Max. memory: ~? GB Disk usage: ~17 GB Run time: depends on your internet connection Downloads the data published in the paper Barski et al., Cell (2007).
Required tools:
2007-CD4+_T_Cell_ChIPseq-Barski_et_al.yaml
At first the downloaded FASTQ files are grouped by sample. All files per sample are merged. Sequencing quality is controlled by FastQC and FASTX-Toolkit. Adapter sequences are removed from the reads before they are mapped to the human genome. Reads are mapped with bowtie2, bwa, and tophat2. Again mapping with segemehl is disabled by default due to its high resource requirements. Library complexity is estimated using preseq. After the mapping duplicate reads are removed using Picard. Finally enriched regions are detected with MACS2.

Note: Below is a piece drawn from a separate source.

PR #1261, opened 2022-04-29
feat: Add support for library instrumentation

losalex:
This feature provides an ability to log extra entry with diagnostics structure which contains logging library information. Such entry is logged only once when first entry is written by a process using logging library.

Max. memory: ~? GB Disk usage: ~51 GB Run time: ~several hours (on a cluster), ~1 day (on a single machine) Required tools:
Hint
The usage of Picard can differ a lot between systems. On Ubuntu systems it can be called like this:
$ picard-tools --version
If you use it as recommended at Picard, it is called like this:
$ java -jar /path/to/picard.jar -h
Please check how to use it on your system and adjust the example configuration accordingly (see tools Section).
Note
Before computing 2007-CD4+_T_Cell_ChIPseq-Barski_et_al.yaml
please make sure that, the following examples were executed:
index_homo_sapiens_hg19_genome.yaml
download_human_gencode_release.yaml
Create Your Own Workflow¶
You finished to check out the examples? Go and try to create your own workflow If you are fine with what you saw Although writing the configuration may seem a bit complicated, the trouble pays off later because further interaction with the pipeline is quite simple. The structure and content of the configuration files is very detailed described on another page (see Analysis Configuration File).